INSTRUCTIONS FOR THE TASK>
Which lines below contain the word "Philzen"? Copy each of them.

RECORD SET>
PR #11737, opened 2024-11-29
[TS] Include query parameters in typed Cell component props

Philzen:
When i generate any cell that needs an input for its GQL query, the generated redwood types make those inputs available as props on the `<…Cell>` component. So far, so good, yer good 'ole Redwood magic.

While authoring the cell component code however, one needs to manually extend the interfaces to get around typescript errors when accessing those props. This PR changes that.

I'd also suggest improving createCell so all components (not only `<Success>`) get full type annotations & generics – so one will get best autocompletion on all components out-of-the-box – but that'd probably be a separate PR.

### DIFF
--- a/.changesets/11737.md
+++ b/.changesets/11737.md
@@ -1,0 +1,5 @@
+- [TS] Include query parameters in typed Cell component props (#11737) by @Philzen
+
+If you have a Cell that for example takes an `id` prop, to be used as a query
+parameter, it'd also be passed to the individual cell components. This is now
+properly reflected in the types.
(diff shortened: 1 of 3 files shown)


Tobbe:
Thanks @Philzen. Makes sense, and looks good! 🙂

Tobbe:
image

Eff! Shouldn't have done that 🙁 Now things are broken

Tobbe:
image

I'll figure out a fix, don't worry about it 🙂

Philzen:
> @Philzen The issue is fixed now by #11749

Awesome – looks like a nice functional improvement to the cell generator as well now :)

RESPONSE AREA>
Philzen:
+- [TS] Include query parameters in typed Cell component props (#11737) by @Philzen
Thanks @Philzen. Makes sense, and looks good! 🙂
Philzen:
> @Philzen The issue is fixed now by #11749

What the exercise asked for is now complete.